[Data shown — start]

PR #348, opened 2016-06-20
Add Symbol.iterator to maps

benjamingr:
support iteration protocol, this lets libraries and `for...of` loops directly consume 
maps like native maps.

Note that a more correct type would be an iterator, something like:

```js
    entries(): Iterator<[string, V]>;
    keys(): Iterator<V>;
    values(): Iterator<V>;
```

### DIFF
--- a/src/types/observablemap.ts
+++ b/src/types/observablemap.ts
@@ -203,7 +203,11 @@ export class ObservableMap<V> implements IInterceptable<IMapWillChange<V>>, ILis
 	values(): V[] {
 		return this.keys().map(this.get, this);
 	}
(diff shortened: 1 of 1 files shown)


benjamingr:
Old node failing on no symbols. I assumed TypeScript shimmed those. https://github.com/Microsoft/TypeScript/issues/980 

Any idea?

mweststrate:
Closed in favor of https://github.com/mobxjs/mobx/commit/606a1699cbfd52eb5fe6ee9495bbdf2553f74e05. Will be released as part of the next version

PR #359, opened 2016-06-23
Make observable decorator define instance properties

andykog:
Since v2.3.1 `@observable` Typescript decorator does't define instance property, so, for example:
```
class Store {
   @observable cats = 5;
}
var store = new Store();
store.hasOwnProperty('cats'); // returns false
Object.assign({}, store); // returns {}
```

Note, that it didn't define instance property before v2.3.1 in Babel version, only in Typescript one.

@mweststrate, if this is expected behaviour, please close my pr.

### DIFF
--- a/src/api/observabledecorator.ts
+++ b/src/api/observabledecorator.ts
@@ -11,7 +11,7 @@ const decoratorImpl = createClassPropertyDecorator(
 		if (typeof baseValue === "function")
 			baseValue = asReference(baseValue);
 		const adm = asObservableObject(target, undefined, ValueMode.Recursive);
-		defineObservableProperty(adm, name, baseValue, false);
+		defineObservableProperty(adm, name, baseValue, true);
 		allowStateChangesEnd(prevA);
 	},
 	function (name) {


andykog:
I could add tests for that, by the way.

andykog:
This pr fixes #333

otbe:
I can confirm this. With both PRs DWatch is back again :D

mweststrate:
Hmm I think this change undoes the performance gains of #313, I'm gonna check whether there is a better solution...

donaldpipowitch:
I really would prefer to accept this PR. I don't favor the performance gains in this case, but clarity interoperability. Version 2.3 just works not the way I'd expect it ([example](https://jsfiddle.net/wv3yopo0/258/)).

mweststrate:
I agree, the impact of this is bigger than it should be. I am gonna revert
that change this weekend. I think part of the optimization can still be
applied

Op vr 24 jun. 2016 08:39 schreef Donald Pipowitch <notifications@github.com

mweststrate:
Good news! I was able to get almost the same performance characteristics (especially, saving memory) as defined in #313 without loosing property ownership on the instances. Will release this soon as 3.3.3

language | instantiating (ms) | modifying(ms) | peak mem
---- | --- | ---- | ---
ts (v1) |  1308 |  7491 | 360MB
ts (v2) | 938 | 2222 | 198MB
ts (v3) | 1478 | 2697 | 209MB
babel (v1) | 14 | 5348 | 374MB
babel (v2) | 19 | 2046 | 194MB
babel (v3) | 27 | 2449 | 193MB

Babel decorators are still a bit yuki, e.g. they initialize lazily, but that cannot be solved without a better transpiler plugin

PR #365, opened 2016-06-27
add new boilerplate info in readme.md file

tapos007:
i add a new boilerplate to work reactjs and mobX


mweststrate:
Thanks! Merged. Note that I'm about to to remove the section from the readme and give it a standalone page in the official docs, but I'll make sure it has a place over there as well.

[Data shown — finish]

» **Your objective**:
Across the records above, how many lines hold the string "baseValue"? The number alone will do.

» **Problem solution**:
4